TenantAtlas/specs/054-unify-runs-suitewide/research.md

# Research: Unified Operations Runs Suitewide

## 1. Technical Context & Unknowns

**Unknowns Resolved**:
- **Transition Strategy**: Parallel write. We will maintain existing legacy tables (e.g., `inventory_sync_runs`, `restore_runs`) for now but strictly use `operation_runs` for the Monitoring UI.
- **Restore Adapter**: `RestoreRun` remains the domain source of truth. An `OperationRun` record will be created as a "shadow" or "adapter" record. This requires hooking into `RestoreRun` lifecycle events or the service layer to keep them in sync.
- **Run Logic Location**: Existing jobs like `RunInventorySyncJob` will be updated to manage the `OperationRun` state.
- **Concurrency**: Enforced by partial unique index on `(tenant_id, run_identity_hash)` where status is active (`queued`, `running`).

## 2. Technology Choices

| Area | Decision | Rationale | Alternatives |
|------|----------|-----------|--------------|
| **Schema** | `operation_runs` table | Centralized table allows simple, performant Monitoring queries without complex UNIONs across disparate legacy tables. | Virtual UNION view (Complex, harder to paginate/sort efficiently). |
| **Restore Integration** | Physical Adapter Row | Decouples Monitoring from Restore domain specifics.
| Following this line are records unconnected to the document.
PR #301, opened 2026-08-26
fix(targethasher): frame directory hashes for BUG-007

sbalabanov:
## Summary

BUG-007 fixes directory hashes for edge cases that file contents alone miss:

- A file, directory, or symlink rename changes the hash.
- Directory nesting and empty directories change the hash.
- Adding a symlink or changing its target changes the hash.
- Creation order does not change the hash.

The implementation streams `filepath.WalkDir` in lexical order and hashes each entry's local name, kind, and file contents or symlink target. It does not hash checkout paths or filesystem mode bits, so the result stays stable across machines.

## Tests

Added coverage for rename, directory structure, symlinks, creation order, and mode independence.

### DIFF
--- a/core/targethasher/sourcehasher.go
+++ b/core/targethasher/sourcehasher.go
@@ -40,9 +40,15 @@ const (
 	_defaultSourceFileVisibility = "//visibility:private"
 )
 
-// cancelCheckInterval is the number of files hashed between cancellation
-// checks during a directory walk.
+// cancelCheckInterval is the number of directory entries processed between
+// cancellation checks during a directory walk.
 const cancelCheckInterval = 1024
+
+const (
+	directoryEntryMarker byte = iota
+	regularFileEntryMarker
+	symlinkEntryMarker
+)
 
 // SourceHasher provides hashes for source nodes in the target graph. These
 // can be calculated based on disk contents or form other sources such as a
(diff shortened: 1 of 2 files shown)


core/targethasher/sourcehasher.go
```diff
@@ -37,10 +38,11 @@ var newHash = sha1.New
 const (
 	externalWorkspaceFilePrefix  = "@"
 	_defaultSourceFileVisibility = "//visibility:private"
+	directoryHashEncodingVersion = "tango.directory.v1"
```
sbalabanov: Don't version, backwards compatibility is not required

core/targethasher/sourcehasher.go
```diff
@@ -150,31 +152,135 @@ func hashDir(ctx context.Context, root string) (hash.Hash, error) {
...
 		}
-		return nil
 	}
 
-	err := filepath.WalkDir(root, walkDirFunc)
-	return dirHash, err
+	return dirHash, nil
+}
+
+func relevantDirectoryMode(mode fs.FileMode) uint32 {
```
sbalabanov: do not make it a part of the hash. Make a comment in the appropriate place that mode is omitted.

core/targethasher/sourcehasher.go
```diff
@@ -150,31 +152,135 @@ func hashDir(ctx context.Context, root string) (hash.Hash, error) {
...
+		return err
+	}
+	if !info.Mode().IsRegular() {
+		return fmt.Errorf("%q is no longer a regular file", path)
+	}
+	if info.Size() < 0 {
+		return fmt.Errorf("%q has invalid size %d", path, info.Size())
+	}
+
+	writeDirectoryUint64(h, uint64(info.Size()))
```
sbalabanov: check if this is really needed - shouldn't size be covered by content hash anyways?

core/targethasher/sourcehasher.go
```diff
@@ -150,31 +152,135 @@ func hashDir(ctx context.Context, root string) (hash.Hash, error) {
...
+				return err
+			}
+		}
+		entryCount++
+
+		relativePath, err := filepath.Rel(root, path)
+		if err != nil {
+			return err
+		}
+		entries = append(entries, directoryEntry{
```
sbalabanov: avoid intermediate data structures as walking the monorepo might be memory-intense. Instead, hash as you walk - as before. If filepath.WalkDir is not deterministic - change to another function or iterate manually (leave a comment why walkdir is not used in such a case).

core/targethasher/sourcehasher.go
```diff
@@ -150,31 +152,135 @@ func hashDir(ctx context.Context, root string) (hash.Hash, error) {
...
+			}
+		}
+
+		info, err := os.Lstat(entry.path)
+		if err != nil {
+			return nil, err
+		}
+
+		writeFramedDirectoryBytes(dirHash, []byte(entry.relativePath))
+		writeDirectoryUint32(dirHash, uint32(info.Mode().Type()))
```
sbalabanov: make sure this is platform-agnostic, If needed, only support well-known modes and error otherwise.

core/targethasher/sourcehasher.go
```diff
@@ -150,31 +152,135 @@ func hashDir(ctx context.Context, root string) (hash.Hash, error) {
...
+	}
+	if written != info.Size() {
+		return fmt.Errorf("%q changed size while hashing: expected %d bytes, read %d", path, info.Size(), written)
+	}
+	return nil
+}
+
+func writeFramedDirectoryBytes(h hash.Hash, value []byte) {
+	writeDirectoryUint64(h, uint64(len(value)))
+	_, _ = h.Write(value)
```
sbalabanov: make a comment why error is not processed. Same for below.

core/targethasher/sourcehasher.go
```diff
@@ -150,31 +152,135 @@ func hashDir(ctx context.Context, root string) (hash.Hash, error) {
...
+				return nil, err
+			}
+		}
+
+		info, err := os.Lstat(entry.path)
+		if err != nil {
+			return nil, err
+		}
+
+		writeFramedDirectoryBytes(dirHash, []byte(entry.relativePath))
```
sbalabanov: no need for relative path. The hash is content-only.

core/targethasher/sourcehasher.go
sbalabanov: Documented the intentionally ignored write results in d561d1dec9709f3615c0b2a748e70ca9fd1f7ee3. Directory writes now flow through one helper explaining that hash.Hash.Write is specified to consume all bytes without returning an error.

[addressed by agent]

core/targethasher/sourcehasher.go
sbalabanov: Removed the directory-level file-size field in d561d1dec9709f3615c0b2a748e70ca9fd1f7ee3. Each regular file now contributes its fixed-size content hash, making separate size framing redundant.

[addressed by agent]

core/targethasher/sourcehasher.go
sbalabanov: Eliminated raw filesystem-mode encoding in d561d1dec9709f3615c0b2a748e70ca9fd1f7ee3. The hash uses only platform-agnostic directory, regular-file, and symlink markers and rejects unsupported entry kinds.

[addressed by agent]

core/targethasher/sourcehasher.go
sbalabanov: Omitted permission and special mode bits in d561d1dec9709f3615c0b2a748e70ca9fd1f7ee3. The code now documents that modes are platform- and checkout-specific while entry kinds remain explicitly encoded.

[addressed by agent]

core/targethasher/sourcehasher.go
sbalabanov: Removed directory-hash versioning in d561d1dec9709f3615c0b2a748e70ca9fd1f7ee3. Backward compatibility is not required, so the stream now starts directly with deterministic entry records.

[addressed by agent]

core/targethasher/sourcehasher.go
sbalabanov: Removed absolute and root-relative paths from the hash in d561d1dec9709f3615c0b2a748e70ca9fd1f7ee3. Only framed local entry names remain, preserving BUG-007 rename and structure sensitivity without tying the hash to a checkout location.

[addressed by agent]

core/targethasher/sourcehasher.go
sbalabanov: Removed the repository-wide intermediate entry slice in d561d1dec9709f3615c0b2a748e70ca9fd1f7ee3. Hashing now happens directly in the WalkDir callback, whose lexical traversal keeps the result deterministic without retaining the whole tree.

[addressed by agent]

core/targethasher/sourcehasher.go
sbalabanov, line 160: add a doc explaining the function in one paragraph

sbalabanov: Added a concise Go doc for `hashDir` in 91e131904e21e38b0025bfef2870c33b6cb413e5.

The comment captures deterministic lexical traversal, streaming without whole-tree buffering, entry identity and payload semantics, and the intentional exclusion of checkout location and mode bits. This is documentation-only; behavior is unchanged.

[addressed by agent]

sbalabanov (commented):
Update PR description to correctly represent changes on the last version vs base revision. Make accent on edge cases it aims to address. Shorten. Use simple language.

sbalabanov:
Updated the BUG-007 commit message and PR description in fd67123a07dba5ca9b40c3810eff69e161ce963e to match the current two-file diff. The shorter text now highlights directory renames and structure, symlink target changes, deterministic streaming traversal, and the exclusion of checkout paths and mode bits. No code changed.

[addressed by agent]

core/targethasher/sourcehasher.go
```diff
@@ -145,30 +152,56 @@ func hashFile(path string) (hash.Hash, error) {
...
 
-		if d.Type().IsRegular() {
-			if fileCount%cancelCheckInterval == 0 {
-				if err := context.Cause(ctx); err != nil {
-					return err
-				}
+		switch {
+		case entry.Type()&fs.ModeSymlink != 0:
+			writeDirectoryEntryHeader(dirHash, symlinkEntryMarker, entry.Name())
+			target, err := os.Readlink(path)
```
xytan0056, line 184: would it be  an issue  if abosolute paths are difference across host? like `bazel info output_base` is different depending on where the query runs, and the files are actually the same?
maybe `fileHash.Sum` is enough, cause doesn't matter if file content is the same but paths are different

sbalabanov: Confirmed and fixed in 1c553e48b2affa0be99ef98c47a1841ab51515ab. Regular file and directory location paths are used only for I/O and never enter the digest. Absolute symlink targets were the exception; they are now canonicalized relative to the link before hashing, so identical relocated output trees hash the same while different logical targets remain distinct. Focused Go and Bazel tests pass.

[addressed by agent]

xytan0056 (approved):

PR #303, opened 2026-08-26
fix(itg): restore failed incremental hashes for BUG-029

sbalabanov:
## Summary

BUG-029 fixes incremental hash retries after a dependency hash fails. Hashes are now staged during traversal and written to the graph only after the full traversal succeeds; cycle detection uses separate temporary state.

## Use Case

For example, `//pkg:root` depends on a valid target and a source whose hash is temporarily unavailable. The first traversal fails. After the source hash becomes available, retrying on the same graph now computes the complete root hash instead of reusing partial state left by the failed attempt.

## Test Plan

- Added coverage for a failed dependency hash, cache serialization, and a successful retry on the same graph.
- Existing non-license CI checks pass.

## Revert Plan

Revert the single commit if incremental hash behavior regresses.

## Issues

T3-BUG-029

### DIFF
--- a/core/itg/graph/update.go
+++ b/core/itg/graph/update.go
@@ -186,6 +186,23 @@ func computeAvailableHashes(
 
 // computeHashes computes hashes recursively for the given target ID.
 func (g *OptimizedGraph) computeHashes(ctx context.Context, id int) ([]byte, error) {
+	computed := make(map[int][]byte)
+	hash, err := g.computeHashesRecursively(ctx, id, NewIntSet(), computed)
+	if err != nil {
+		return nil, err
+	}
+	for targetID, targetHash := range computed {
+		g.OptimizedTargets[targetID].Hash = targetHash
+	}
+	return hash, nil
+}
+
+func (g *OptimizedGraph) computeHashesRecursively(
+	ctx context.Context,
+	id int,
+	visiting IntSet,
+	computed map[int][]byte,
+) ([]byte, error) {
 	if ctx.Err() != nil {
 		return nil, context.Cause(ctx)
 	}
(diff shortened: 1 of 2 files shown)


sbalabanov (commented):
Simplify PR description, include use case example of the bug the pR is fixing

sbalabanov:
Updated the PR description to concisely explain BUG-029 and add a concrete failed-dependency retry use case. Code is unchanged; the current HEAD remains `976b5e3f05dfd19d0673c0716fb740297c74a994`.

[addressed by agent]

sbalabanov (commented):
Explain why you think the fix is necessary. What it means for the hash to be "temporary unavailable"? The algorithm does depth-first traversal to build a Merkle DAG. At some point the node is inspected and the hash updated. In case of error we do not retry on the same graph.
Prove me wrong.

sbalabanov:
I traced the full lifecycle and cannot prove BUG-029 is reachable in the current repository; your objection is correct.

- `OptimizedGraph.UpdateGraph` has no callers, and no production package imports `core/itg/graph` (only the unused ITG cache package does).
- In `UpdateGraph`, source hashes are completed before graph update/DFS. A source-hash error returns before `computeHashes`; missing files already receive deterministic hashes. Once DFS starts, normal graph construction supplies source hashes and rule hashes.
- A mid-DFS error can leave the old `[]byte{}` sentinel, but `UpdateGraph` returns immediately. There is no caller that retries or caches that errored graph.
- The added test bypasses this lifecycle: it directly constructs a source node with a nil hash, calls the private helper, manually supplies a hash, and retries. Its gob round trip is only asserted; the restored graph is never retried. It demonstrates the low-level mutation, not a reachable bug.

No code or metadata was changed. Draft status and HEAD `976b5e3f05dfd19d0673c0716fb740297c74a994` are unchanged. Closing or abandoning this speculative fix needs explicit instruction.

[addressed by agent]

PR #2843, opened 2026-09-11
A per-pod capability is bound to its pod, not merely documented as

brandon-coproduct:
`BrokerCapability::mint` has always carried this:

> *Per-pod and never reused: two pods sharing one would let either sign for the other, and the listener's identity binding — one socket per VM — would stop meaning anything.*

**Nothing enforced it.** `ServeToken` and `VerifyToken` held a bare `String`, and `into_served` / `into_verifier` handed it to whoever called. Stating an invariant in prose beside a method that cannot check it is the same shape as `DecisionToken::operation` two commits ago: a consuming accessor that reads a right without validating it.

Both tokens now carry the pod they were minted for, `mint` takes it, and the consuming accessors require it and return `Result<_, WrongPod>`. The broker listener refuses to start on a mismatch rather than authenticating another pod's proxy against this pod's broker.

## Not a `life` change — the scorecard stays at 1 of 7

A pod-bound token never expires *for its own pod*. It is a **scope** bound — the same kind `DecisionToken`'s operation already was — not a validity bound. Adding `pod` to the family's vocabulary would move the number without bounding anything, which is the self-serving widening the family's own doc warns against.

## A guard's needle drifted again

`mint_appears_exactly_once_on_the_spawn_path` greps main.rs for `BrokerCapability::mint()` — with empty parens. Giving the constructor an argument would have left it matching **zero**, and a guard that counts zero either fails loudly or gets "fixed" by deletion. It now greps `mint(`.

That is the **third time in this campaign** a structural guard's needle has drifted from the code it guards.

`two_pods_do_not_share_a_capability` asserted two mints produce different secrets; it still does, plus two new tests covering the refusal and — so the refusal is not passing by refusing everything — the acceptance.

## Verification, stated honestly

The token mechanism is platform-independent and covered by four tests that run here: **482 nucleus-node tests green, clippy clean.**

The three call sites are inside `#[cfg(target_os = "linux")]` and **cannot be compiled on this machine**. Removing the cfg fails on sibling modules that are also gated; cross-checking via `--target aarch64-unknown-linux-musl` fails in `ring`'s build script for want of a C cross-compiler. Their correctness is three type-checked lines resting on CI's compile, and that is the weakest link in this change — flagging it rather than implying the whole thing was verified locally.


brandon-coproduct:
All six reds here are **one cause, and it is not in your diff**: a 134-second race between this PR's CI and its parent merging.

```
BASE_REF: adr/decision-lifetime
fatal: invalid object name 'origin/adr/decision-lifetime'.
fatal: ambiguous argument 'origin/adr/decision-lifetime...HEAD': unknown revision
##[error]Process completed with exit code 128.
```

| | |
|---|---|
| these runs created | **07:18:28Z** |
| #2842 merged, deleting `adr/decision-lifetime` | **07:20:42Z** |

The jobs had already captured `BASE_REF` and resolved `origin/$BASE_REF` after the branch was gone, so every job that diffs against the base died with git 128 — `Detect Changed Crates`, `musl type-check`, `A2A example server`, `Constitutional Gate`, the fmt shadow. GitHub has since retargeted this PR to `adr/decision-token`, which still exists.

I have re-run the failed jobs. Per the standing distinction: this is damage **about the run**, not **in the branch**, so a rerun is the right tool rather than `update-branch` — 3 runs instead of ~30.

**What remains yours:** the PR is `DIRTY` against its new base. That needs a rebase onto `adr/decision-token`, and no rerun will clear it.

The general shape, recorded as gatehouse F-147: **a stacked PR's in-flight CI dies when its parent merges**, because the base branch is deleted out from under jobs that already read its name. GitHub's auto-retarget fixes the PR but not the runs, and the resulting six red checks look like six defects.

brandon-coproduct:
**Correcting my own advice above: the rerun cannot fix this, and I should not have said it would.**

I re-ran the failed jobs. They still fail, with the same line:

```
BASE_REF: adr/decision-lifetime
```

— the branch that no longer exists. **A rerun replays the original event payload**, so it faithfully reproduces the stale base ref rather than picking up GitHub's retarget to `adr/decision-token`. Only a *new trigger* — a push to the branch, or the rebase this PR needs anyway — produces a run that sees the new base.

That is a third category the standing distinction did not have. F-117 separated damage **in the branch** (needs a new commit) from damage **about the run** (a rerun suffices); this is damage **in the event**, and a rerun is precisely the tool that cannot repair it, because reproducing the event is what it does.

So the diagnosis stands unchanged — six reds, one 134-second race, no defect in your diff — but the remedy is only the rebase onto `adr/decision-token`, which this PR needs regardless of being `DIRTY`. The three reruns I spent were wasted; nothing else was affected.

Recorded as gatehouse F-147 with the correction.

Allows uniform "list all runs" queries. The `context` JSON column will store `{ "restore_run_id": ... }`. | Polymorphic relation (Overhead for a single exception). |
| **Idempotency** | DB Partial Unique Index | Hard guarantee against race conditions. Simpler than distributed locks (Redis) which can expire or fail. | Redis Lock (Soft guarantee), Application check (Race prone). |
| **Initiator** | Nullable FK + Name | Handles both Users (FK) and System/Scheduler (Name "System") uniformly. | Polymorphic relation (Overkill for simple auditing). |

## 3. Implementation Patterns

### Canonical Run Lifecycle
1.  **Start Request**:
    -   Compute `run_identity_hash` from inputs.
    -   Attempt `INSERT` into `operation_runs` (ignore conflict if active).
    -   If active run exists, return it (Idempotency).
    -   If new, dispatch Job.
2.  **Job Execution**:
    -   Update status to `running`.
    -   Perform work.
    -   Update status to `succeeded`/`failed`.
3.  **Restore Adapter**:
    -   When `RestoreRun` is created, create `OperationRun` (queued/running).
    -   When `RestoreRun` updates (status change), update `OperationRun`.

### Data Model
```sql
CREATE TABLE operation_runs (
    id BIGSERIAL PRIMARY KEY,
    tenant_id BIGINT NOT NULL REFERENCES tenants(id),
    user_id BIGINT NULL REFERENCES users(id), -- Initiator
    initiator_name VARCHAR(255) NOT NULL, -- "John Doe" or "System"
    type VARCHAR(255) NOT NULL, -- "inventory.sync"
    status VARCHAR(50) NOT NULL, -- queued, running, completed
    outcome VARCHAR(50) NOT NULL, -- pending, succeeded, partially_succeeded, failed, cancelled
    run_identity_hash VARCHAR(64) NOT NULL, -- SHA256(tenant_id + inputs)
    summary_counts JSONB DEFAULT '{}', -- { success: 10, failed: 2 }
    failure_summary JSONB DEFAULT '[]', -- [{ code: "ERR_TIMEOUT", message: "..." }]
    context JSONB DEFAULT '{}', -- { selection: [...], restore_run_id: 123 }
    started_at TIMESTAMP NULL,
    completed_at TIMESTAMP NULL,
    created_at TIMESTAMP,
    updated_at TIMESTAMP
);

CREATE UNIQUE INDEX operation_runs_active_unique
ON operation_runs (tenant_id, run_identity_hash)
WHERE status IN ('queued', 'running');
```

## 4. Risks & Mitigations
-   **Risk**: Desync between `RestoreRun` and `OperationRun`.
    -   **Mitigation**: Use model observers or service-layer wrapping to ensure atomic-like updates, or accept slight eventual consistency (Monitoring might lag ms behind Restore UI).
-   **Risk**: Legacy runs not appearing.
    -   **Mitigation**: We are NOT backfilling legacy runs. Only new runs after deployment will appear in the new Monitoring UI. This is acceptable for "Phase 1".